If we compound interest annually at annual rate 8% then if we start with $1000, how much do we have after 5 years?

Compounding annually we multiply our principle by 1.08 every year, so we end up with $1000 * 1.08^5 = $1469.32.

If we compound interest monthly at annual rate 8% then if we start with $1000, how much do we have after 5 years?

Compounding monthly we multiply our principle by 1 + .08 / 12 = 1.006667 every month.  In 5 years we do this 5 * 12 times, so we end up with $1000 * 1.006667^(5 * 12) = $1487.90.

If we compound interest continuously at annual rate 8% then if we start with $1000, how much do we have after 5 years?

Continuous compounding gives us principle function P(t) = $1000 * e^(.08 t).

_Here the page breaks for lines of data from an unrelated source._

PR #1840, opened 2025-08-29
Setting aperture via BeamAdapter instead of diffractometer route

marcus-oscarsson:
The change of "aperture" is done via the "Beam" `HardwareObject` but was handled in the diffractometer route. This PR moves the setting of beam size to the `BeamAdapter`. 

We are in reality dealing with beam size in general and not aperture size.

### DIFF
--- a/mxcubeweb/core/adapter/beam_adapter.py
+++ b/mxcubeweb/core/adapter/beam_adapter.py
@@ -1,3 +1,4 @@
+import logging
 from typing import ClassVar
 
 from mxcubecore.HardwareObjects.abstract import AbstractBeam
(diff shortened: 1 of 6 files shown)


mxcubeweb/core/adapter/beam_adapter.py
```diff
@@ -51,6 +52,12 @@ def _get_aperture(self) -> tuple:
 
         return aperture_list, current_aperture
 
+    def set_value(self, value: int) -> HOBeamModel:
+        self._ho.set_value(value)
+        msg = f"Changing aperture size to: {value}"
```
beteva: Maybe replace aperture by beam ?

beteva:
Great initiative!

mxcubeweb/core/adapter/beam_adapter.py
marcus-oscarsson: I simply kept the log as it was, but your right

axelboc (approved):
Loving your work :blush:

PR #1841, opened 2025-08-29
Fix issue with running beamline actions

elmjag:
Right now if you run beamline action, the 'run_action' request fails with:

```
501 NOT IMPLEMENTED
{"error":"Server error"}
```

and the beamline action does not run.

These change fixes that issue.

### DIFF
--- a/mxcubeweb/core/server/resource_handler.py
+++ b/mxcubeweb/core/server/resource_handler.py
@@ -346,7 +346,7 @@ class ResourceHandler:
                 # We only handle a single argument when using Pydantic models
                 # We handle complex structures by checking if param_data
                 # contains a value or a dictionary.
-                if isinstance(param_data[param_name], dict):
+                if isinstance(param_data.get(param_name), dict):
                     return param_type.parse_obj(param_data[param_name])
 
                 # If its a single value and Pydantic model, pass the entire


mxcubeweb/core/server/resource_handler.py
```diff
@@ -346,7 +346,7 @@ def _validate_param_data(
                 # We only handle a single argument when using Pydantic models
                 # We handle complex structures by checking if param_data
                 # contains a value or a dictionary.
-                if isinstance(param_data[param_name], dict):
+                if isinstance(param_data.get(param_name), dict):
```
marcus-oscarsson, line 349: Hm, not sure I see what the difference is, are you sure this solves the issue ?

marcus-oscarsson: Ill have a look as well

elmjag: `param_data.get(param_name)` returns `None` if `param_name` key does not exist. 

The `isinstance(None, dict)` evaluates to false, and will fall through to do the validation `param_type.parse_obj(param_data)`. Which seems to be the correct thing to do for beamline actions.

elmjag: > Ill have a look as well

Yes, pretty please :) I don't quite understand this code, perhaps there is a better way to deal with this.

marcus-oscarsson: Ok, now I see. so with `.get` you avoid the `KeyError` and you don't get the issue. So that would fix the problem (or avoid it). However, we can remove the entire if statement. It was added as a convenience/guard for when several dictionaries are passed (so that only the first one is used). But its up to us to make that it does not happen

```
                # We only handle a single argument when using Pydantic models
                # We handle complex structures by checking if param_data
                # contains a value or a dictionary.
                if isinstance(param_data[param_name], dict):
                    return param_type.parse_obj(param_data[param_name])
```

marcus-oscarsson:
Thanks @elmjag, I would just remove that entire `if` statement

mxcubeweb/core/server/resource_handler.py
```diff
@@ -346,7 +346,7 @@ def _validate_param_data(
...
                     return param_type.parse_obj(param_data[param_name])
```
dominikatrojanowska, line 350: Assign to a variable instead of repeating operations:
```suggestion
                some_fancy_name = param_data.get(param_name)
                if isinstance(some_fancy_name, dict):
                    return param_type.parse_obj(some_fancy_name)
```

mxcubeweb/core/server/resource_handler.py
marcus-oscarsson: Hm, actually @elmjag ... wait. Your fix is the good one. However I agree that the comment is a bit confusing. Ill try to explain

marcus-oscarsson: So my comment above is correct but there is a special case for the `set_value` of an adapter, that can either take N arguments (of native python types) or a single PyDantic model. So this `if` statement takes care of the case when we receive a dictionary containing a pydantic model. ie `{value: { .... data ...}}` instead if simply `{....data ...}` which is the case for `set_value`.

PR #1847, opened 2025-09-01
Moved all diffractometer routes in /routes to the diffractometer adapter

marcus-oscarsson:
Moved all the remaining "diffractometer routes" in `/routes` to the `DiffractometerAdapter`


axelboc (approved):
:heart_eyes:

ui/src/actions/sampleview.js
```diff
@@ -355,7 +354,9 @@ export function changeAperture(size) {
 
 export function changeCurrentPhase(phase) {
   return async (dispatch) => {
-    await sendUpdateCurrentPhase(phase);
+    await sendExecuteCommand('diffractometer', 'diffractometer', 'set_phase', {
+      phase,
+    });
     dispatch(setCurrentPhase(phase));
```
axelboc, line 360: Oh just to double check: does `sendExecuteCommand` resolve to a value — i.e. does the server respond with the updated phase value? If so, it would be best to use that value to update the Redux store.

Or maybe the updated value is sent soon after via a signal and the `dispatch` is not needed?

marcus-oscarsson: Oh, good point. I overlooked the dispatch. `sendExecuteCommand` can return a value, in the case of `set_phase` its done via an event (because its a action that can take some time). We should perhaps when you mention it distinguish between the two types, i.e have a  `sendAsync` variant or something ?

marcus-oscarsson: At the moment, I think I will keep things as it is. But Ill think about a pattern or how to better handle/specify values updated by events

axelboc: > We should perhaps when you mention it distinguish between the two types, i.e have a sendAsync variant or something ?

I see, thanks for the clarification! Yeah in that case it might be good, eventually, to have two distinct endpoints for predictability. :100:

PR #1849, opened 2025-09-01
Moved detector routes to `DetectorAdapter`

marcus-oscarsson:
Moved detector routes to DetectorAdapter, to be merged after #1846


ruff.toml
```diff
@@ -10,6 +10,7 @@ ignore = [
     "COM812",  # Ruff recommends to ignore this linter rule when using its formatter
     "D",  # pydocstyle: ignored, too many hits (958)
     "PLR2004",  # magic-value-comparison: ignored, too many hits
+    "N814", # To avoid, Camelcase `HardwareRepository` imported as constant `HWR`
```
marcus-oscarsson: Ignoring rule N814, I don't know why this rule has not been triggered before ?

axelboc (approved):

ruff.toml
fabcor-maxiv: I think it would be better to add `HWR` to a white-list of allowed names:

* <https://docs.astral.sh/ruff/settings/#lint_pep8-naming_ignore-names>

marcus-oscarsson: Not sure, I think that If one does that sort of thing its by purpose and one would be aware of that its not standard or the most pretty thing. I think that HWR would be the only case for mxcube, it seems unnecessary to have a white list for that

fabcor-maxiv: I do not understand the logic of what you wrote... :/

We can add `HWR` to the `ignore-names` list, and `HWR` will be allowed to appear anywhere -- more precisely it will not trigger for the `pep-naming`/`N*` rules. Isn't that what we want?

marcus-oscarsson: It depends what the other `pep-naming` rules imply I guess. I guess a white list would work if its only to do with how the name is used. It otherwise seems quite unnecessary to add a white list for a rule that we wont use.

fabcor-maxiv: I guess there is a misunderstanding somewhere... :D

We want to be able to use the name `HWR` anywhere in the Python code, right? So we tell the linter that `HWR` is always a valid name (for the `pep-naming`/`N*` rules). That's it. Isn't that what we want?

I am confused where the problem is... :D

fabcor-maxiv: If we go with the `ignore-names` solution, then we can likely remove all occurrences of `N814` in `ruff.toml`.

marcus-oscarsson: No, thats only part of the problem. We also want to maintain a minimal set of configuration and rules and have a tool that is in the way as little as possible (provides a good developer experience). Setting up a white list for a rule that we wont use, or have extremely small impact on our code seems unnecessary. In that case its perhaps better to ignore the rule. 

Anyhow Ill setup the whitelist and we will see how that works.

fabcor-maxiv: OK, let's ask a 3rd party for a tie breaker... I really do not understand your logic on this... :D

It is probably me getting confused as to what you have in mind :D

marcus-oscarsson: What we have in mind is to use the white list and remove the other N814. My argument was that it somehow seems unnecessary considering time/effort vs benefit but its alright in this case, the white list will work.

axelboc: If I understand, @marcus-oscarsson's point is that the rule is so silly that it's not even worth configuring to get rid of this false positive (since the rule is supposed to forbid renaming an import to constant case, which is clearly not the case here).

As a general rule, I tend to agree with the practice of disabling rules with false positives. I try to look out for improvements to those rules in release notes and renable them when they no longer get in the way. If I have enough time and courage, I might even report the false positive to the maintainers of the rule.

In this case, adding `HWR` to a white list is kind of like agreeing with Ruff in saying that `HWR` is the constant-case version of `HardwareRepository`, which it isn't... Anyway, probably getting too philosophical :joy:

fabcor-maxiv: I do not get your point, at all, but it is fine, it is not a big deal either way.

marcus-oscarsson: So, exactly, that is more or less how I saw it :). I think most cases when this rule would get triggered, by code written by any of us, would be intentional and similair to the case above. I can accept the few cases that slips threw over editing the white list every time.

Anyhow, lets try the white list, the cases when this happens should be quite few

fabcor-maxiv: > the cases when this happens should be quite few

I hope so :)

I wish `mxcubecore/HardwareRepository.py` was named `mxcubecore/hardware_repository.py` instead. I wish the code was `from mxcubecore import hardware_repository as hwr`.

If we were to disable `N814` globally, we would run the risk of letting more of this inconsistent, unexpected, and confusing casing usage enter the code base.

marcus-oscarsson: We can of course do that change, or something similair :).

PR #1852, opened 2025-09-03
Drop version number from the start-up log message

elmjag:
The logged version is outdated. Let's skip including version number in the start-up log message.


fabcor-maxiv (approved):
This breaks my workflow!

:D

fabcor-maxiv:
We could print the version strings of MXCuBE-Core and MXCuBE-Web, though... that would be useful.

For t = 5 we have principle

• P(5) = $1000 * e^(.08 * 5) = $1489.82

The most basic exponential function forms are

• y = 2^x and
• y = e^x

The generalized forms for horizontal asymptote zero are

• y = A * 2^(kx)
• y = A * e^(kx)
• y = A * b^x.

Using the form y = A * b^x, assume that y = 20 when x = 5 and y = 30 when x = 12.  Find the values of the parameters A and b.